The online “digital mining” portal will be up and running until January 21st and can be accessed by any legal resident in Venezuela, the government has said.

The creation of the Petro was announced in early December 2017 as a way of circumventing US sanctions on the country, as well as to combat the spiralling devaluation of the Bolivar, Venezuela’s national currency. A Cryptocurrency and Related Activities Superintendency and a Blockchain Observatory have since been established to oversee and regulate the Petro’s launch.

According to Venezuelan President Maduro, the country’s new cryptocurrency will be backed by Venezuela’s copious oil, gas, gold and diamond reserves. Venezuela was certified by international agencies as having more than five billion barrels of oil in reserve in 2012. He also told the public at the end of December that one Petro would be worth one barrel of oil, which currently averages at USD$57.

“For each Petro, a barrel of oil,” he said.

The head of state also told the public that young people signed up to the government’s youth employment plan would be offered work mining the new cryptocurrency across Venezuela’s 23 states.

“We are going to call on all of them, make a special cryptocurrency team to set up mining farms throughout the states and municipalities of the country,” said Maduro.

More than 860,000 young people are estimated to have registered in the employment programme, with more than 300,000 having already been provided with productive employment by the state.

Dozens of Venezuelans were arrested in 2017 for mining the cryptocurrency Bitcoin – several of whom were allegedly involved in illicit activities.

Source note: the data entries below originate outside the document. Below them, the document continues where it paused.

PR #5214, opened 2022-07-04
Fixes #5213 Improve removal of inline style content when using RUCSS

### LINKED ISSUE #5213: RUCSS - Page breaks when it includes <style></style> element that contains only a space
- Made sure you’re on the latest version ✅ `3.11.4`

**Describe the bug**

In `3.11.4` we preserve `<style></style` elements while removing their content:
https://github.com/wp-media/wp-rocket/blob/391bc8b0a00a30bc036454c0336c45a8378e99c1/inc/Engine/Optimization/RUCSS/Controller/UsedCSS.php#L452-L456

When the source code of a page contains such an element:
```HTML
<style> </style>
```

we are removing every space in the buffer and this breaks the page.

**To Reproduce**

1. Add a `<style> </style>` to a page.
2. Enable Remove Unused CSS.
3. When used CSS is ready for a URL, visit it on the front-end.
4. The error will be broken.

**Expected behavior**

Even if `<style></style>` contains only a space Remove Unused CSS should be applied without breaking the page.

**Additional context**

**Related ticket:** https://secure.helpscout.net/conversation/1939185938/352141?folderId=273761

- [ ] Reproduce the problem
- [ ] Identify the root cause
- [ ] Scope a solution
- [ ] Estimate the effort

remyperona:
## Description

Only remove inline style content if it's not empty, and only do it on the current style instead of the whole HTML.

Fixes #5213

## Type of change

# Checklist:

### DIFF
--- a/inc/Engine/Optimization/RUCSS/Controller/UsedCSS.php
+++ b/inc/Engine/Optimization/RUCSS/Controller/UsedCSS.php
@@ -450,7 +450,14 @@ class UsedCSS {
 			 * @param array $style Full match style tag.
 			 */
 			if ( apply_filters( 'rocket_rucss_preserve_inline_style_tags', true, $style ) ) {
-				$html = str_replace( $style['content'], '', $html );
+				$content = trim( $style['content'] );
+
+				if ( empty( $content ) ) {
+					continue;
+				}
+
+				$empty_tag = str_replace( $style['content'], '', $style[0] );
+				$html      = str_replace( $style[0], $empty_tag, $html );
 
 				continue;
 			}


engahmeds3ed (approved):
Awesome approach, will stop interference and not needed replacements.

vmanthos (approved):
This fixes the issue.

**Note**

When using:
```HTML
<style id="space"> </style>
```
the space wasn't removed:


which is expected the way this is coded:
https://github.com/wp-media/wp-rocket/blob/fb0dad50455ed4f4b9c77c5dece1ea97d5be551b/inc/Engine/Optimization/RUCSS/Controller/UsedCSS.php#L453-L457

Nonetheless, Communications Minister Jorge Rodriguez said that those who sign up to the government’s new digital mining system will have access to other cryptocurrencies “provided they are approved by the state”. It is still unknown whether Bitcoin trading will become legal in the South American country.

News of Venezuela’s new cryptocurrency comes on the heels of an initiative announced by the Chinese government last October in which it said the “Petro Yuan” would take the place of the dollar in international oil trading. Venezuela already divulged in September that it would no longer use the US dollar for oil contracts and payments.